Closed kbui1993 closed 3 years ago

kbui1993 commented 4 years ago

Hi, I tried testing the code on SVHN, but the test accuracy isn't as high as the one in the paper. For example, on Densenet-40, I managed to get to around 96.5% with 20 epochs, but I expected it to be higher than 98% according to the paper.
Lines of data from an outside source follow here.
PR #1503, opened 2024-03-11
Fix test_estimator_v2

kt474:
### Summary

Integration tests have been failing for a couple days - https://github.com/Qiskit/qiskit-ibm-runtime/actions/runs/8227453042/job/22495383437

I'm not sure if something on the server side changed to cause this test to start to fail? Was this expected? 

### Details and comments
Fixes #

### DIFF
--- a/test/integration/test_estimator_v2.py
+++ b/test/integration/test_estimator_v2.py
@@ -60,11 +60,11 @@ class TestEstimatorV2(IBMIntegrationTestCase):
 
             job2 = estimator.run([(psi1, [H1, H3], [theta1, theta3]), (psi2, H2, theta2)])
             result2 = job2.result()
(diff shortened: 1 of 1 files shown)


test/integration/test_backend_serialization.py
```diff
@@ -76,7 +76,8 @@ def test_backend_properties(self, service):
         for backend in backends:
             with self.subTest(backend=backend):
                 properties = backend.properties()
-                self._verify_data(properties.to_dict(), good_keys)
+                if properties:
+                    self._verify_data(properties.to_dict(), good_keys)
```
kt474, line 80: Adding this check here because `fake_backend1` is no longer a simulator and causes this line to error

PR #1524, opened 2024-03-16
Return correct job version 

### LINKED ISSUE #1471: service.job() doesn't know about job version
**Describe the bug**

If I submit a primitive V2 job then do `service.job()`, it will return a V1 `RuntimeJob` instead of `RuntimeJobV2`. This applies to `service.jobs()` as well. 

**Steps to reproduce**

**Expected behavior**

**Suggested solutions**

Unfortunately there is no good solution since the version number is only in inputs and results, which means potentially download the entire circuit inputs. 

**Additional Information**

- **qiskit-ibm-runtime version**: main
- **Python version**:
- **Operating system**:

kt474:
### Summary

~~WIP, needs ntc issue 3938, iqp-api 1184~~

~~Need to confirm if we want to retrieve `version` from the job params, doing so will make retrieving jobs significantly more slow~~

### Details and comments
Fixes #1471


kt474:
This is ready for review - I tested on cloud but the IQP `jobs()` [endpoint](https://runtime-us-east.quantum-computing.ibm.com/openapi#/Jobs/list_jobs) does not return job params, even if `exclude_params` is set to false. 

Following up on server side

ptristan3 (approved):
LGTM

PR #1532, opened 2024-03-18
Cherry pick 0.21.2 release notes back to main

kt474:
### Details and comments
Fixes #


Eric-Arellano (approved):
Nice. This is expected btw that 1527.bug.rst is deleted. That's so that the release note doesn't show up in both 0.21.2 and 0.22.0

PR #1538, opened 2024-03-20
Pretty print options

### LINKED ISSUE #1490: Implement an `_html_repr_` for the option classes

The printout of an options class is hard to read. If we implemented `_html_repr_` to return an HTML table, it would render nicely in environments that support this method, like jupyter notebooks. When I looked into it briefly, it seemed easier than trying to modify the `__str__` or the `__repr__` because dataclass creation seems to eagerly overwrite such definitions from a base.

**Acceptance criteria**

kt474:
### Summary

Added a simple `_repr_html_` method to format `Options` and `OptionsV2` if they are printed in a jupyter/vscode cell. 

Screenshot 2024-03-26 at 2 13 28 PM

### Details and comments
Fixes #1490


ptristan3 (approved):
LGTM.

PR #1558, opened 2024-03-25
Fix `BackendSamplerV2` when used with an empty classical register

garrison:
### Summary

This is a port of https://github.com/Qiskit/qiskit/pull/12055 to this repository, since the current repository has its own fork of `BackendSamplerV2` until Qiskit 1.1 is released (#1523).

### Details and comments
I would appreciate if this fix could be backported to the stable branch as well.


kt474 (approved):
Thanks! I can cherry pick this into the stable branch

PR #1562, opened 2024-03-26
Update v2 primitive unit tests

### LINKED ISSUE #1540: Incomplete unit tests

Some unit tests call `np.allclose` without `self.assertTrue`. But it does not raise anything even if args are not equal.
We should use `np.testing.assert_allclose` instead.

E.g., https://github.com/Qiskit/qiskit-ibm-runtime/blob/5625e98c4c7a6e215c252aca72c2f871fed9bc17/test/unit/test_estimator.py#L94

It is also better to replace `np.assertTrue(np.allclose(...))` with `np.testing.assert_allclose` because the latter shows the details of the error.

E.g., https://github.com/Qiskit/qiskit-ibm-runtime/blob/5625e98c4c7a6e215c252aca72c2f871fed9bc17/test/integration/test_estimator.py#L189

**Acceptance criteria**

### LINKED ISSUE #1543: Check skipped tests like TestSamplerV2
While working on a PR, I noticed `TestSamplerV2` tests are [skipped](https://github.com/Qiskit/qiskit-ibm-runtime/blob/5625e98c4c7a6e215c252aca72c2f871fed9bc17/test/unit/test_sampler.py#L54) "until SamplerV2 is supported". SamplerV2 is now supported so the tests should be re-enabled (and like need some work).

It'd also be good to check all the skipped tests to see if some can be re-enabled or deleted.

kt474:
### Details and comments
Fixes #1540 
Fixes #1543

### DIFF
--- a/test/unit/test_sampler.py
+++ b/test/unit/test_sampler.py
@@ -80,7 +80,7 @@ class TestSamplerV2(IBMTestCase):
             self.assertEqual(a_pub_param.circuit, an_in_taks[0])
             # Check parameter values
             an_input_params = an_in_taks[1] if len(an_in_taks) == 2 else []
-            np.allclose(a_pub_param.parameter_values.vals, an_input_params)
+            np.testing.assert_allclose(a_pub_param.parameter_values.vals, an_input_params)
 
     @data(
         {"optimization_level": 4}, {"resilience_level": 1}, {"resilience": {"zne_mitigation": True}}
--- a/test/unit/test_sampler.py
+++ b/test/unit/test_sampler.py
@@ -23,7 +23,7 @@ from qiskit.circuit.library import RealAmplitudes
 from qiskit_ibm_runtime import Sampler, Session, SamplerV2, SamplerOptions
 
 from ..ibm_test_case import IBMTestCase
-from ..utils import bell, MockSession, dict_paritally_equal, get_mocked_backend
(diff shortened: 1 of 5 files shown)


test/unit/test_sampler.py
```diff
@@ -98,32 +98,32 @@ def test_unsupported_values_for_sampler_options(self, opt):
...
+                SamplerOptions(  # pylint: disable=unexpected-keyword-arg
+                    dynamical_decoupling={"sequence_type": "XX"}
+                ),
+                {"dynamical_decoupling": {"sequence_type": "XX"}},
             ),
             (
-                SamplerOptions(optimization_level=3),  # pylint: disable=unexpected-keyword-arg
-                {"transpilation": {"optimization_level": 3}},
+                SamplerOptions(default_shots=1000),  # pylint: disable=unexpected-keyword-arg
+                {"default_shots": 1000},
```
ptristan3, line 111: The pylint disabling is necessary? `dynamical_decoupling` and `default_shots` are valid options.

ptristan3 (approved):
Left a minor comment/doubt. LGTM

test/unit/test_sampler.py
kt474: I believe there's an incompatibility between pylint and pydantic causing this lint error.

I tried normalizing as follows to see if it makes a different, but it didn't:

train_loader = torch.utils.data.DataLoader(
        datasets.SVHN('./data.SVHN', split = "train", download = True, transform =transforms.Compose([
                    transforms.ToTensor(), 
                    transforms.Normalize((0.4377, 0.4438, 0.4728), (0.1980, 0.2010, 0.1970)),
                ])),
        batch_size=args.batch_size, shuffle=True, **kwargs)
test_loader = torch.utils.data.DataLoader(
        datasets.SVHN('./data.SVHN', split = "test", download = True, transform = transforms.Compose([
                    transforms.ToTensor(),
                    transforms.Normalize((0.4377, 0.4438, 0.4728), (0.1980, 0.2010, 0.1970)),
                ])),
        batch_size =args.test_batch_size, shuffle = True, **kwargs)

Did you do anything else to SVHN?

Eric-mingjie commented 4 years ago

Sorry, we didn't test our code in SVNH.